There is nothing wrong with buying stocks on margin. Generally, margin rates are low, and the interest may be deducted up to the amount of investment income.

Taking out a loan on a house to play the market is a but more questionable, but that is essentially what you do if you pay $1000 on the house and invest $1000 every month. That second $1000 could have been paid on the mortgage.

The article, however, is stupid because it fails to recognize that there are good times and bad times in the market. In good times, be long and if you want, go on margin. But these times will not last forever. If you are fully margined (2X - which means $1 of your money and $1 of the broker's money), then you will almost certainly get a margin call when the market tanks, no matter how diversified you are. Of course, that does not have to happen, since at this point you can, and should, sell your long positions and go short, either stocks or indices.

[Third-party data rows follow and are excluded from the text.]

PR #12154, opened 2020-08-01
[api-minor] Allow loading pdf fonts into another document.

### LINKED ISSUE #12152: Fix pull request #12131 so it can be merged again

jsg2021:
Addresses PR #12131 browser test failures.
Fixes #12152

### DIFF
--- a/src/display/api.js
+++ b/src/display/api.js
@@ -163,6 +163,9 @@ function setPDFNetworkStreamFactory(pdfNetworkStreamFactory) {
  *   parsed font data from the worker-thread. This may be useful for debugging
  *   purposes (and backwards compatibility), but note that it will lead to
  *   increased memory usage. The default value is `false`.
+ * @property {HTMLDocument} [ownerDocument] - Specify an explicit document
+ *   context to create elements with and to load resources, such as fonts,
+ *   into. Defaults to the current document.
  * @property {boolean} [disableRange] - Disable range request loading of PDF
  *   files. When enabled, and if the server supports partial content requests,
  *   then the PDF will be fetched in chunks. The default value is `false`.
@@ -281,6 +284,9 @@ function getDocument(src) {
   }
   if (typeof params.disableFontFace !== "boolean") {
     params.disableFontFace = apiCompatibilityParams.disableFontFace || false;
+  }
+  if (typeof params.ownerDocument === "undefined") {
+    params.ownerDocument = globalThis.document;
   }
 
   if (typeof params.disableRange !== "boolean") {
@@ -976,9 +982,10 @@ class PDFDocumentProxy {
  * Proxy to a `PDFPage` in the worker thread.
  */
 class PDFPageProxy {
-  constructor(pageIndex, pageInfo, transport, pdfBug = false) {
+  constructor(pageIndex, pageInfo, transport, ownerDocument, pdfBug = false) {
     this._pageIndex = pageIndex;
     this._pageInfo = pageInfo;
+    this._ownerDocument = ownerDocument;
     this._transport = transport;
     this._stats = pdfBug ? new StatTimer() : null;
     this._pdfBug = pdfBug;
@@ -1111,7 +1118,9 @@ class PDFPageProxy {
       intentState.streamReaderCancelTimeout = null;
     }
 
-    const canvasFactoryInstance = canvasFactory || new DefaultCanvasFactory();
+    const canvasFactoryInstance =
+      canvasFactory ||
+      new DefaultCanvasFactory({ ownerDocument: this._ownerDocument });
     const webGLContext = new WebGLContext({
       enable: enableWebGL,
     });
@@ -2028,6 +2037,7 @@ class WorkerTransport {
     this.fontLoader = new FontLoader({
       docId: loadingTask.docId,
       onUnsupportedFeature: this._onUnsupportedFeature.bind(this),
+      ownerDocument: params.ownerDocument,
     });
     this._params = params;
     this.CMapReaderFactory = new params.CMapReaderFactory({
@@ -2484,6 +2494,7 @@ class WorkerTransport {
           pageIndex,
           pageInfo,
           this,
+          this._params.ownerDocument,
           this._params.pdfBug
         );
         this.pageCache[pageIndex] = page;
--- a/test/unit/custom_spec.js
+++ b/test/unit/custom_spec.js
@@ -107,3 +107,127 @@ describe("custom canvas rendering", function () {
       .catch(done.fail);
   });
 });
+
+describe("custom ownerDocument", function () {
+  const FontFace = globalThis.FontFace;
+
+  const checkFont = font => /g_d\d+_f1/.test(font.family);
+  const checkFontFaceRule = rule =>
+    /^@font-face {font-family:"g_d\d+_f1";src:/.test(rule);
+
+  beforeEach(() => {
+    globalThis.FontFace = function MockFontFace(name) {
+      this.family = name;
+    };
+  });
+
+  afterEach(() => {
+    globalThis.FontFace = FontFace;
+  });
+
+  function getMocks() {
+    const elements = [];
+    const createElement = name => {
+      let element =
+        typeof document !== "undefined" && document.createElement(name);
+      if (name === "style") {
+        element = {
+          tagName: name,
+          sheet: {
+            cssRules: [],
+            insertRule(rule) {
+              this.cssRules.push(rule);
+            },
+          },
+        };
+        Object.assign(element, {
+          remove() {
+            this.remove.called = true;
+          },
+        });
+      }
+      elements.push(element);
+      return element;
+    };
+    const ownerDocument = {
+      fonts: new Set(),
+      createElement,
+      documentElement: {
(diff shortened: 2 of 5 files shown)


test/unit/custom_spec.js
```diff
@@ -107,3 +107,129 @@ describe("custom canvas rendering", function () {
       .catch(done.fail);
   });
 });
+
+describe("alternate document context", function () {
+  const global = typeof globalThis !== "undefined" ? globalThis : window;
```
Snuffleupagus, line 112: Sorry, but this isn't correct. The whole point of `globalThis` is that it's always defined, and in a "normal" browser context `globalThis === window`.

Hence please remove this line, and change `global` to `globalThis` below.

test/unit/custom_spec.js
```diff
@@ -107,3 +107,129 @@ describe("custom canvas rendering", function () {
       .catch(done.fail);
   });
 });
+
+describe("alternate document context", function () {
```
Snuffleupagus, line 111: Also, not that I look at this again a much better name would be `"custom ownerDocument"`, since that's actually consistent with the parameter name.

test/unit/custom_spec.js
```diff
@@ -107,3 +107,129 @@ describe("custom canvas rendering", function () {
...
+        Object.assign(element, {
+          remove() {
+            this.remove.called = true;
+          },
+        });
+      }
+      elements.push(element);
+      return element;
+    };
+    const altDocument = {
```
Snuffleupagus, line 154: `ownerDocument`, here and elsewhere.

test/unit/custom_spec.js
```diff
@@ -107,3 +107,129 @@ describe("custom canvas rendering", function () {
       .catch(done.fail);
   });
 });
+
+describe("alternate document context", function () {
+  const global = typeof globalThis !== "undefined" ? globalThis : window;
+  const FontFace = global.FontFace;
+
+  const ourFont = font => /g_d\d+_f1/.test(font.family);
```
Snuffleupagus, line 115: `checkFont` seems like a better name.

test/unit/custom_spec.js
```diff
@@ -107,3 +107,129 @@ describe("custom canvas rendering", function () {
...
+  const ourFontRule = rule =>
+    /^@font-face {font-family:"g_d\d+_f1";src:/.test(rule);
+  const has = (fn, iterable) => !![...iterable].find(fn);
```
Snuffleupagus, line 118: Both this function name, its implementation, and its usage all seem a slightly unclear; can you please re-factor the checking to be a bit more straightforward and easy to follow?

test/unit/custom_spec.js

By trading on margin, I made about 46% in February 2000. In March 2000 I was entirely in cash by the end of the month, and lost about 10%. Nets out pretty well. I would have made money if I had gone short, but I did not know enough to do that then.

The point is that the market (as J P Morgan said) will fluctuate. Make the most of those fluctuations, and do not just margin yourself to the hilt and go on a world cruise for a year. That will be regretted. Pay attention every day. Develop a good trading and timing discipline. Then you will certainly not have to worry about a margin call.